Lincs Training dog expert Helen Vaitkevicius.

COLUMN: Gardens can be a dangerous place for four-legged friends

It’s that time of the year when we are all getting back into our gardens and enjoying the weather.

But for our four-legged friends gardens can be a dangerous place. When selecting plants for your garden you should consider whether they could be poisonous to our pets.

Don’t forget to read the labels on the plants to see if they may be toxic to animals, however, not all labels state this.
It’s not just plants that may be toxic but things like slug pellets, ant powder, insecticides, herbicides, some lawn dressings and the like.

Also most people are unaware that cocoa mulch is toxic to animals – this should not be confused with coconut coir which, although not toxic to animals, is heavily water retaining and if ingested can swell in the gut and may block the intestines.
Now that it’s warming up slugs and snails abound in the garden.

They also present a health risk as they can cause lungworm which can cause serious health problems and may even be fatal.

There is a preventative treatment available from your vets to protect against lungworm, however, this is not part of the standard immunisation and you will have to ask for this separately.

The Pets Trust has a list of potential toxic plants to animals and can be found online.

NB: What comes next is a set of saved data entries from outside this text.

PR #729, opened 2025-02-23
generalize de-/serialization

richardschu:
...for now _only_ in the `acoustic_conservation_equations` module for Adams-Bashforth-Moulton timestepper, since it is the most isolated one. The utility functions related to the former strategy are left untouched, since we want backwards-compatibility until we have morphed all the modules. 

The major contribution of this PR is a bunch of utility functions in `restart.h`, this completely follows the basic deal.II approach:
1) collect a bunch of vectors (here in the time stepper `time_int_abm_base.h`)
2) create a `std::vector<VectorType *>` of all the vectors you want serialized, 
here: ask the `SpatialOperator` to `serialize` vectors, hand them to `dealii::SolutionTransfer`, which in turn is serialized through the `Triangulation`.
3) Store the mapping as a vector and serialize it as well.

the deserialization:

1) deserialize the grid
2) load the vectors
3) assign or process the vectors: if necessary or desired, we perform a matrix-free grid-to-grid projection using `dealii::RemotePointEvaluation`.
4) If manifolds were attached, attach them again given the current triangulation. The deserialized triangulation can consider a mapping that was stored, but only for hypercubes since we need `MappingQCache` for this. If this is not available, the new run can still get the solution, we use no mappings in this case(!).

This setup allows us to:
.) change the grid, FE degree or even the FE itself (I tested `Raviart-Thomas`<->`FE_DGQ` elsewhere as well, although the former are allergic to mappings still, they can only be used without mappings)
.) change the core count
.) perform a general grid-to-grid projection to consider only some detail of some previous precursor simulation 

What is still annoying:

1) depending on the `TriangulationType` we use to deserialize, we need the coarse grid stored as well, since `parallel::distributed::Triangulation::load()` needs exactly the same coarse grid to be in the triangulation already.
I put a `triangulation.store()` in the lambda that creates the coarse grid, see the `applications/acoustic_conservation_equations/circular_moving_gauss_pulse/application.h`. This is a bit tedious, but I did not want to introduce a function `create_coarse_triangulation() = 0` to be filled for de-/serialization, which I would then need to make accessible from the point where I actually want to create the triangulation. This is ugly, but I found no better way for now.

2) currently, the user has to provide a lot of parameters to describe the parameters of the snapshot. This can later be moved towards the boost archive and can be recovered without the user interfering. 

3) The mapping is annoying. Not having it at all in the projection might give complete garbage, but de-/serializing it with this strategy is not possible for all element types. If I had a user-provided `create_grid()` available at this point in the code, that would save us a lot of trouble. I did not see how I could do that, maybe I do not see the trees here standing in the middle of the forest (we even let the user define a `create_triangulation` lambda, so maybe ...).

So it seems 1) and 3) are rooted in the  same problem and 2) is temporary. I will think more about a solution to a `create_grid` available there, for this draft now, I just wanted to "get it done" in some way.

**The cool bit** is what can we do with this now:
our favourite de-/serialization example: the `circular_moving_gauss_pulse`

When I keep the grid completely the same and use the global projection, I can compute the error we make projecting:

[left is the restarted run, right is the reference]
image

So (depending on the user-controlled settings and FE spaces used):
.) the actual projection error is not even visible at all (make sure to look at the last error computed, all digits are *identical*, the projection error is less than the approximation error)
.) the iteration counts are low, we use a matrix-free Jacobi-preconditioned CG solver, other preconditioners are in theory possible as we use the standard `ExaDG::MassOperator`.

this looks like the following after the dot did a full circle:

image

[the little waves around the red dot are actually from starting the simulation, no noise is introduced with the restart at "~10 o'clock", since this PR already considers #728 resolving #727]

NOW THE FUN PART:
we change the approximation space (in later versions of this PR also changing the cores is possible, but this is for now asserted do the the boost archive approach not handling this at all)

here the logs again [left restarted run with `p=7`,`h_lvl = 2`, right `p=5`, `h_lvl=3`]

image

The projection norms from before are omitted here, since the standard strategy only delivers garbage here (which was also not asserted before). We see, however, that the error is only slightly higher! Nice!

And the obligatory solution snapshots:
[start, before restart, after restart,  end]

image
image
image
image

### DIFF
--- a/include/exadg/acoustic_conservation_equations/spatial_discretization/interface.h
+++ b/include/exadg/acoustic_conservation_equations/spatial_discretization/interface.h
@@ -31,10 +31,11 @@ namespace Acoustics
 {
 namespace Interface
 {
-template<typename Number>
+template<int dim, typename Number>
 class SpatialOperator
 {
 public:
+  using VectorType      = dealii::LinearAlgebra::distributed::Vector<Number>;
   using BlockVectorType = dealii::LinearAlgebra::distributed::BlockVector<Number>;
 
   virtual ~SpatialOperator() = default;
@@ -51,6 +52,13 @@ public:
   // time integration: evaluate
   virtual void
   evaluate(BlockVectorType & dst, BlockVectorType const & src, double const time) const = 0;
+
+  // required for restart functionality
+  virtual void
+  serialize_vectors(std::vector<BlockVectorType const *> block_vectors) const = 0;
+
+  virtual void
+  deserialize_vectors(std::vector<BlockVectorType *> block_vectors) const = 0;
 
   virtual double
   calculate_time_step_cfl() const = 0;
--- a/include/exadg/acoustic_conservation_equations/spatial_discretization/spatial_operator.cpp
+++ b/include/exadg/acoustic_conservation_equations/spatial_discretization/spatial_operator.cpp
@@ -24,10 +24,12 @@
 
 // ExaDG
 #include <exadg/acoustic_conservation_equations/spatial_discretization/spatial_operator.h>
+#include <exadg/grid/grid_utilities.h>
 #include <exadg/grid/mapping_dof_vector.h>
 #include <exadg/operators/finite_element.h>
 #include <exadg/operators/grid_related_time_step_restrictions.h>
 #include <exadg/operators/quadrature.h>
+#include <exadg/time_integration/restart.h>
 #include <exadg/utilities/exceptions.h>
 
 namespace ExaDG
@@ -43,7 +45,7 @@ SpatialOperator<dim, Number>::SpatialOperator(
   Parameters const &                             parameters_in,
   std::string const &                            field_in,
   MPI_Comm const &                               mpi_comm_in)
-  : Interface::SpatialOperator<Number>(),
+  : Interface::SpatialOperator<dim, Number>(),
     grid(grid_in),
     mapping(mapping_in),
     boundary_descriptor(boundary_descriptor_in),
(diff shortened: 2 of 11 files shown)


richardschu:
There are 2 things I fixed elsewhere and should not clutter the discussion here:
1) we also have to consider for `CG`/`DG` element types where implemented, or likewise for `L2`/`HDIV`. This will be stored in the binary archive alongside most of the parameters for now stored in `restart_data`.
2) When integrating the right hand side of the projection we can extend towards the general case
`if(n_components == 0) {/* do something */} else {/* do something not only for dim == 3 */}`. 
I leave these changes out here for now.

include/exadg/acoustic_conservation_equations/spatial_discretization/spatial_operator.cpp
```diff
@@ -242,6 +244,145 @@ SpatialOperator<dim, Number>::get_dof_handler_u() const
...
+  std::shared_ptr<dealii::Triangulation<dim>> checkpoint_triangulation =
+    deserialize_triangulation<dim>(this->get_dof_handler_u().get_triangulation(),
+                                   param.restart_data.filename,
+                                   param.restart_data.triangulation_type,
+                                   mpi_comm);
+
+  // Setup DoFHandlers *as checkpointed*, sequence matches `this->serialize_vectors()`.
+  dealii::DoFHandler<dim> checkpoint_dof_handler_u(*checkpoint_triangulation);
+  dealii::DoFHandler<dim> checkpoint_dof_handler_p(*checkpoint_triangulation);
+  dealii::DoFHandler<dim> checkpoint_dof_handler_mapping(*checkpoint_triangulation);
```
richardschu, line 294: to be moved behind the `if(consider_mapping)`

include/exadg/acoustic_conservation_equations/spatial_discretization/spatial_operator.cpp
```diff
@@ -242,6 +244,145 @@ SpatialOperator<dim, Number>::get_dof_handler_u() const
...
+
+  ElementType const checkpoint_element_type = get_element_type(*checkpoint_triangulation);
+
+  std::shared_ptr<dealii::FiniteElement<dim>> checkpoint_fe_u =
+    create_finite_element<dim>(checkpoint_element_type, true, dim, param.restart_data.degree_u);
+  std::shared_ptr<dealii::FiniteElement<dim>> checkpoint_fe_p =
+    create_finite_element<dim>(checkpoint_element_type, true, 1, param.restart_data.degree_p);
+  std::shared_ptr<dealii::FiniteElement<dim>> checkpoint_fe_mapping = create_finite_element<dim>(
```
richardschu, line 302: to be moved behind the `if(consider_mapping)`

include/exadg/acoustic_conservation_equations/spatial_discretization/spatial_operator.cpp
```diff
@@ -242,6 +244,145 @@ SpatialOperator<dim, Number>::get_dof_handler_u() const
...
+    checkpoint_element_type, true, dim, param.restart_data.mapping_degree);
+
+  checkpoint_dof_handler_u.distribute_dofs(*checkpoint_fe_u);
+  checkpoint_dof_handler_p.distribute_dofs(*checkpoint_fe_p);
+  checkpoint_dof_handler_mapping.distribute_dofs(*checkpoint_fe_mapping);
```
richardschu, line 307: to be moved behind the `if(consider_mapping)`

include/exadg/acoustic_conservation_equations/spatial_discretization/interface.h
```diff
@@ -31,10 +31,11 @@ namespace Acoustics
 {
 namespace Interface
 {
-template<typename Number>
+template<int dim, typename Number>
```
nfehn, line 34: Why `dim`?

A main reason for the existence of these interface classes is the goal to write time integration classes without template parameter `dim`.

include/exadg/acoustic_conservation_equations/time_integration/time_int_abm.h
```diff
@@ -32,18 +32,19 @@ namespace ExaDG
 {
 namespace Acoustics
 {
-template<typename Number>
+template<int dim, typename Number>
```
nfehn, line 35: `dim` is "forbidden" for time integrators.

include/exadg/time_integration/restart.h
```diff
@@ -138,6 +155,739 @@ read_write_distributed_vector(VectorType & vector, BoostArchiveType & archive)
...
+}
+
+/**
+ * Utilitiy function to project vectors from a source to a target triangulation
+ * via `dealii::RemotePointEvaluation`, matrix-free mass operator evaluation
+ * and a Jacobi-preconditioned CG solver.
+ */
+template<int dim, typename Number, int n_components, typename VectorType>
+inline void
+project_vectors(
```
nfehn, line 694: Everything in this file related to the projection should not be in `time_integration/restart.h` in my opinion, but in `include/exadg/operators` (where we have e.g. utility functions for interpolation between solutions on different grids, see https://github.com/exadg/exadg/blob/master/include/exadg/operators/solution_interpolation_between_triangulations.h). Right now, I would argue such functionality does not belong to `include/exadg/grid`, because finite elements and dof handlers are involved here (not just triangulations and mapping), hence `include/exadg/operators`.

include/exadg/time_integration/restart_data.h
```diff
@@ -99,6 +108,33 @@ struct RestartData
...
+  // mapping via a displacement vector *and* reading it back in. Hence, this parameter needs to
+  // match in serialization/deserialization runs.
+  bool consider_mapping;
+
+  // The `mapping_degree` considered when storing or reading the grid.
+  unsigned int mapping_degree;
+
+  // Parameters for `dealii::RemotePointEvaluation` used for grid-to-grid projection.
+  double rpe_tolerance_unit_cell;
+  bool   rpe_enforce_unique_mapping;
```
nfehn, line 137: From a design perspective, RestartData should contain an object of a class like `GridToGridProjectionData` (to be introduced), which can be extended, e.g. by solver tolerance parameters, etc.

include/exadg/time_integration/restart.h
```diff
@@ -138,6 +155,739 @@ read_write_distributed_vector(VectorType & vector, BoostArchiveType & archive)
...
+    double const abs_tol            = 1e-16 * system_rhs.l2_norm();
+    double constexpr rel_tol        = 1e-12;
+
+    dealii::ReductionControl     reduction_control(max_iter, abs_tol, rel_tol);
+    dealii::SolverCG<VectorType> solver_cg(reduction_control);
+
+    VectorType sol;
+    sol.reinit(system_rhs, false /* omit_zeroing_entries */);
+
+    solver_cg.solve(mass_operator, sol, system_rhs, jacobi_preconditioner);
```
nfehn, line 769: Please use ExaDG data structures for solver tolerances and linear solvers, see also https://github.com/exadg/exadg/pull/729/files#r1980170026. We want to be able to easily generalize the code, potentially set solver tolerances in applications files, etc.. Using ExaDG data structures, this can later be realized with less effort. E.g. solver tolerances could already now be part of `GridToGridProjectionData`. Then, one can set these parameters in applications files. If `RestartData` implements a print function and also `GridToGridProjectionData`, printing all parameters at the beginning of the simulation is straight-forward and simple with this design.

include/exadg/time_integration/restart.h
```diff
@@ -138,6 +155,739 @@ read_write_distributed_vector(VectorType & vector, BoostArchiveType & archive)
...
+
+    *target_vectors[i] = sol;
+
+    if(dealii::Utilities::MPI::this_mpi_process(target_dof_handler.get_communicator()) == 0)
+    {
+      std::cout << "    global projection required " << reduction_control.last_step()
+                << " CG iterations.\n";
+    }
+  }
```
nfehn, line 778: Please use ExaDG utility functions like `print_solver_info_linear()` for this (making `pcout` an argument of this function). See usage e.g. in https://github.com/exadg/exadg/blob/master/include/exadg/convection_diffusion/time_integration/time_int_bdf.cpp

nfehn:
As described in the comments, I think this PR should be split up in two PRs, starting with the topic of grid-to-grid projection and realizing this as utility functions in ExaDG indepdent of restart.

richardschu:
https://github.com/exadg/exadg/pull/729/commits/1bfca2925e55ad962d2a61c92d191fbffdc77481
addresses the changes that are required down the line. These were not obvious at this point, but I fixed some places to already fit incompressible Navier-Stokes, ALE mappings, multi components etc.
The other comments are to be addressed shortly.

include/exadg/time_integration/restart.h
richardschu: good, I will split off the projection introduced here and put it into `include/exadg/operators/solution_projection_between_triangulations.h`
I tried to use the functions in there actually first, but it did not work for Raviart-Thomas for some reason so I opted for the projection and `RemotePointEvaluation`.
For the current use case -- I think it is `FE_Q` and `FE_DGQ` only, grid-to-grid interpolation works. If I grep `SolutionInterpolationBetweenTriangulations`, I get zero hits in ExaDG, so I did not bother with this further although I would say the `ElementType` has to be asserted within `SolutionInterpolationBetweenTriangulations`. I think @jh66637 is using this so I just left it there ;)

include/exadg/time_integration/restart.h
```diff
@@ -138,6 +155,739 @@ read_write_distributed_vector(VectorType & vector, BoostArchiveType & archive)
...
+    {
+      dealii::Point<dim, dealii::VectorizedArray<Number>> const cell_batch_points =
+        fe_eval.quadrature_point(q);
+      for(unsigned int i = 0; i < dealii::VectorizedArray<Number>::size(); ++i)
+      {
+        dealii::Point<dim> p;
+        for(unsigned int d = 0; d < dim; ++d)
+        {
+          p[d] = cell_batch_points[d][i];
+        }
```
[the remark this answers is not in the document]
richardschu: yes we could do this, for me there are atm too many moving parts though.
I will open another PR where I tackle grid to grid projection via free functions such that I can later apply it here and consider the relevant comments directly there!
until then, this PR is on hold, hence on `draft?.

richardschu:
do not forget to remove line 44 in `tests/utilities/grid_to_grid_projection.cpp`
`#include <exadg/operators/solution_projection_between_triangulations.cpp> // temporary`

include/exadg/time_integration/restart.h
jh66637: I am currently not using it anymore, there are more advanced interpolation methods I am relying on, which I want to move to ExaDG when I find the time. I would still like to keep it. It is quite handy to have multiple options how to interpolate between grids :)

richardschu:
`do not merge` because I remove the lines testing the restart approaches against the former one (which is available for identical discretizations & core count only, but is used for verification)

richardschu:
@Niklas would you mind taking another look? the diff was reduced to 700 lines due to #735

richardschu:
@nfehn I dont know if I tagged you wrong; just in case tagging you again :)

richardschu:
I really really want to continue here.
If you want, @nfehn please have a look again; 
otherwise I will merge this after having a final look in the coming days.

include/exadg/operators/inverse_mass_operator.h
```diff
@@ -48,6 +50,30 @@ struct InverseMassOperatorData
...
+  {
+    if(fe.conforms(dealii::FiniteElementData<dim>::L2))
+    {
+      if(element_type == ElementType::Hypercube)
+      {
+        return InverseMassType::MatrixfreeOperator;
+      }
+      else
+      {
+        return InverseMassType::ElementwiseKrylovSolver;
```
kronbichler, line 68: If we work more frequently with simplex meshes, we should do a different approach - elementwise Krylov is likely a good option for deformed mesh elements, but affine meshes, which are the majority of meshes in practice, one should use the inverted mass matrix in reference coordinates and scaling by the Jacobian determinant. Of course, such a strategy is not the purpose of this PR and the alternative option is not available in ExaDG right now, but I thought it is good to mention it.

include/exadg/time_integration/restart.h
```diff
@@ -27,13 +27,35 @@
...
+#include <deal.II/grid/grid_generator.h>
+#include <deal.II/grid/manifold.h>
+#include <deal.II/grid/tria.h>
 #include <deal.II/lac/la_parallel_block_vector.h>
 #include <deal.II/lac/la_parallel_vector.h>
+#include <deal.II/lac/solver_cg.h>
+#include <deal.II/matrix_free/fe_point_evaluation.h>
+#include <deal.II/numerics/vector_tools.h>
+#include <deal.II/particles/data_out.h>
+#include <deal.II/particles/particle_handler.h>
```
kronbichler, line 48: Do you really need these two include files?

kronbichler (approved):
This looks good to me - if you remove the places you marked, then I think this can get merged.

include/exadg/time_integration/restart.h
richardschu: no, that is probably leftover from a previous version of this PR. Thanks for spotting it!

include/exadg/acoustic_conservation_equations/spatial_discretization/spatial_operator.cpp
```diff
@@ -240,6 +242,151 @@ SpatialOperator<dim, Number>::get_dof_handler_u() const
...
+    create_finite_element<dim>(checkpoint_element_type, true, 1, param.restart_data.degree_p);
+
+  checkpoint_dof_handler_u.distribute_dofs(*checkpoint_fe_u);
+  checkpoint_dof_handler_p.distribute_dofs(*checkpoint_fe_p);
+
+  std::vector<dealii::DoFHandler<dim> const *> checkpoint_dof_handlers(2);
+  checkpoint_dof_handlers[block_index_velocity] = &checkpoint_dof_handler_u;
+  checkpoint_dof_handlers[block_index_pressure] = &checkpoint_dof_handler_p;
+
+  // Deserialize vectors stored in triangulation, sequence matches `this->serialize_vectors()`.
```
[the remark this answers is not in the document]
richardschu: I want to express that the vectors setup in terms of their number of blocks and their sequence (velocity and pressure) etc ahve to match in
`SpatialOperator<dim, Number>::serialize_vectors()`
and
`SpatialOperator<dim, Number>::deserialize_vectors()`
So I would rather leave it.
Do you think this is completely superfluous? Or do you have a suggestion on how to improve it?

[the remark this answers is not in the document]
kronbichler: I get this now, thank you. I would then probably suggest to slightly change the text to
```suggestion
  // Deserialize the stored vectors associated with the previous triangulation / dof handlers,
  // in the sequence if blocks (velocity/pressure) matching the one in `this->serialize_vectors()`.
```

richardschu:
I will not squash commits here since 1) I want to keep the `target_mapping` around somewhere I can remember, 2) same goes for the comparison code, 3) @kronbichler comments would be accredited to me.
I will merge this later and continue with #731 #732 #734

However, here are a few that we would recommend avoiding: oleander, pieris, lily of the valley, sweet peas, castor oil plants.

If you believe that your dog or cat has digested anything toxic, ring your vet and/or take it to your vet as soon as possible, taking a sample of the plant that you believe was eaten. That will be useful if you do not know the name of the plant.

If caught early enough an antidote may be available to be given to nullify the toxin, however, time is of the essence.